The experts also pointed to the issue of data contamination, where benchmark results can overestimate a model’s performance if the model has been trained on the same data that it’s being tested on. Benchmarks, in many cases, are being chosen by organizations not because they’re the best tools for evaluation, but for the sake of convenience and ease of use, the experts said.

“Benchmarks risk being manipulated by developers who may train models on the same data set that will be used to assess the model, equivalent to seeing the exam paper before the exam, or by strategically choosing which evaluations to use,” Mahi Hardalupas, researcher at the ALI and a study co-author, told TechCrunch. “It also matters which version of a model is being evaluated. Small changes can cause unpredictable changes in behaviour and may override built-in safety features.”

The ALI study also found problems with “red-teaming,” the practice of tasking individuals or groups with “attacking” a model to identify vulnerabilities and flaws. A number of companies use red-teaming to evaluate models, including AI startups OpenAI and Anthropic, but there are few agreed-upon standards for red teaming, making it difficult to assess a given effort’s effectiveness.

Experts told the study’s co-authors that it can be difficult to find people with the necessary skills and expertise to red-team, and that the manual nature of red teaming makes it costly and laborious — presenting barriers for smaller organizations without the necessary resources.

Possible solutions

Pressure to release models faster and a reluctance to conduct tests that could raise issues before a release are the main reasons AI evaluations haven’t gotten better.

“A person we spoke with working for a company developing foundation models felt there was more pressure within companies to release models quickly, making it harder to push back and take conducting evaluations seriously,” Jones said. “Major AI labs are releasing models at a speed that outpaces their or society’s ability to ensure they are safe and reliable.”

One interviewee in the ALI study called evaluating models for safety an “intractable” problem. So what hope does the industry — and those regulating it — have for solutions?

Mahi Hardalupas, researcher at the ALI, believes that there’s a path forward, but that it’ll require more engagement from public-sector bodies.

“Regulators and policymakers must clearly articulate what it is that they want from evaluations,” he said. “Simultaneously, the evaluation community must be transparent about the current limitations and potential of evaluations.”

Hardalupas suggests that governments mandate more public participation in the development of evaluations and implement measures to support an “ecosystem” of third-party tests, including programs to ensure regular access to any required models and data sets.
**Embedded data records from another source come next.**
PR #299, opened 2026-07-17
fix 500 error when frequentist experiment hits update bandit outcome endpoint

poornimaramesh:


markbotterill (approved):
LGTM 🚀 Thanks for catching!

PR #300, opened 2026-07-21
fail if pre-comit hook not installed in your local repo [EVE-32]

qixotic:
Add a check-pre-commit task to ensure that the local git repo hooks are installed.


markbotterill (approved):
Tested locally and works with no issues! Thanks for raising!

PR #301, opened 2026-07-22
catch failed assignments due to bad balance check [EVE-136]

qixotic:
Catches the error `ValueError: r_matrix performs f_test for using dimensions that are asymptotically non-normal` that can occur during a balance check as part of assignment for preassigned freq experiments and returns a friendlier error message.

## How has this been tested?

unittest

## Checklist


poornimaramesh (approved):
Looks good to me. Thanks!

PR #302, opened 2026-08-04
Swap the names on webhook-related response types for clarity.

dctaf:
Rename some types for clarity: WebhookSummary describes the webhook data model, and AddWebhookToOrganizationResponse happens to be an instance of it.


poornimaramesh (approved):
lgtm, approving!

PR #303, opened 2026-08-04
Avoid triggering a PytestCollectionWarning.

dctaf:
pytest will attempt to interpret classes that start with `Test` as a class full
of tests. Our TestExperiment is not a test, so it fails and emits a warning. I
can't come up with any better name for this class, so instead of renaming it,
I've marked it to be ignored by pytest's automatic test discovery.

This silences the following warning:
```
PytestCollectionWarning: cannot collect test class 'TestExperiment' because it has a __init__ constructor (from: src/xngin/apiserver/routers/admin/test_admin_api.py)
@dataclass(slots=True)
```

### DIFF
--- a/src/xngin/apiserver/routers/admin/test_admin_api.py
+++ b/src/xngin/apiserver/routers/admin/test_admin_api.py
@@ -118,6 +118,8 @@ class HasName(Protocol):
 
 @dataclass(slots=True)
 class TestExperiment:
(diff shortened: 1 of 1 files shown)


poornimaramesh (approved):
How about renaming it to DummyExperiment or something like that?

But this seems like a good workaround to me in any case, approving.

Jones thinks that it may be necessary to develop “context-specific” evaluations that go beyond simply testing how a model responds to a prompt, and instead look at the types of users a model might impact (e.g. people of a particular background, gender or ethnicity) and the ways in which attacks on models could defeat safeguards.

“This will require investment in the underlying science of evaluations to develop more robust and repeatable evaluations that are based on an understanding of how an AI model operates,” she added.

But there may never be a guarantee that a model’s safe.

“As others have noted, ‘safety’ is not a property of models,” Hardalupas said. “Determining if a model is ‘safe’ requires understanding the contexts in which it is used, who it is sold or made accessible to, and whether the safeguards that are in place are adequate and robust to reduce those risks. Evaluations of a foundation model can serve an exploratory purpose to identify potential risks, but they cannot guarantee a model is safe, let alone ‘perfectly safe.’ Many of our interviewees agreed that evaluations cannot prove a model is safe and can only indicate a model is unsafe.”